(Collected data entries)
Issue #1279, opened 2024-03-05
Bug: Date indication on events overlaps with mobile menus


positiveimpact:
**Describe the bug**
Both on `/browse` and on location hub pages (e.g. `/hubs/erlangen`) the date and time indicator on projects of the type "event" will overlap with the bottom menu on mobile.

**To Reproduce**
1. Make sure you have added at least one location hub manually through `localhost:8000/admin/`. For this you will need at least one location in your database. Locations are automatically retrieved from OpenStreetmaps and added to our database when you search for them through the filters on the browse page or create a project with a location manually through the GUI.
2. Make sure you have ran the script to create test data and manually created at least one project of the project type "event" which is part of the Location hub you created
3. Switch to mobile view in your browse
4. Scroll down to see the event time and date indication overlap with the mobile menu on the bottom of the screen like in the screenshot

**Expected behavior**
The bottom menu should be displayed on top of the date and time indication. Please make sure that there aren't any unintended consequences such as the bottom menu suddenly being displayed over popup windows.

**Screenshots**
![Screenshot from 2024-03-05 11-03-48](https://github.com/climateconnect/climateconnect/assets/10531079/ee135fb7-0acb-4284-a952-83d1dadbc32e)

PR #1291, opened 2024-05-21
Fixing EventDateIndicator Tooltip that overlaps the MobileBottomMenu

AnneMerlyn:
#### These updates will fix this bug #1279 
- Updated the z-index for the `EventDateIndicator`,  lowering to `10`
- Updated also the z-index for the `MobileBottomMenu`, bumping it up to `20`

#### Additional fix : Found an issue when scrolling down the content: where the Footer's height is still higher than the mobile bottom menu and can still be seen 
- Added also height for the `Footer` in relative position, with `49px`
  
  #### See Screenshot Below of the Issue: 
  
    image

### DIFF
--- a/frontend/src/components/browse/MobileBottomMenu.tsx
+++ b/frontend/src/components/browse/MobileBottomMenu.tsx
@@ -14,7 +14,7 @@ const useStyles = makeStyles(() => ({
     bottom: 0,
     left: 0,
     right: 0,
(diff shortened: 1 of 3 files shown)


ddhanesha (approved):
Thanks for the submission. Let's get this merged

positiveimpact (approved):
LGTM! Thanks for making this change, merged!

What you will do:
Word for word, write out each entry shown above.

Task answer:
Issue #1279, opened 2024-03-05
Bug: Date indication on events overlaps with mobile menus


positiveimpact:
**Describe the bug**
Both on `/browse` and on location hub pages (e.g. `/hubs/erlangen`) the date and time indicator on projects of the type "event" will overlap with the bottom menu on mobile.

**To Reproduce**
1. Make sure you have added at least one location hub manually through `localhost:8000/admin/`. For this you will need at least one location in your database. Locations are automatically retrieved from OpenStreetmaps and added to our database when you search for them through the filters on the browse page or create a project with a location manually through the GUI.
2. Make sure you have ran the script to create test data and manually created at least one project of the project type "event" which is part of the Location hub you created
3. Switch to mobile view in your browse
4. Scroll down to see the event time and date indication overlap with the mobile menu on the bottom of the screen like in the screenshot

**Expected behavior**
The bottom menu should be displayed on top of the date and time indication. Please make sure that there aren't any unintended consequences such as the bottom menu suddenly being displayed over popup windows.

**Screenshots**
![Screenshot from 2024-03-05 11-03-48](https://github.com/climateconnect/climateconnect/assets/10531079/ee135fb7-0acb-4284-a952-83d1dadbc32e)

PR #1291, opened 2024-05-21
Fixing EventDateIndicator Tooltip that overlaps the MobileBottomMenu

AnneMerlyn:
#### These updates will fix this bug #1279 
- Updated the z-index for the `EventDateIndicator`,  lowering to `10`
- Updated also the z-index for the `MobileBottomMenu`, bumping it up to `20`

#### Additional fix : Found an issue when scrolling down the content: where the Footer's height is still higher than the mobile bottom menu and can still be seen 
- Added also height for the `Footer` in relative position, with `49px`
  
  #### See Screenshot Below of the Issue: 
  
    image

### DIFF
--- a/frontend/src/components/browse/MobileBottomMenu.tsx
+++ b/frontend/src/components/browse/MobileBottomMenu.tsx
@@ -14,7 +14,7 @@ const useStyles = makeStyles(() => ({
     bottom: 0,
     left: 0,
     right: 0,
(diff shortened: 1 of 3 files shown)


ddhanesha (approved):
Thanks for the submission. Let's get this merged

positiveimpact (approved):
LGTM! Thanks for making this change, merged!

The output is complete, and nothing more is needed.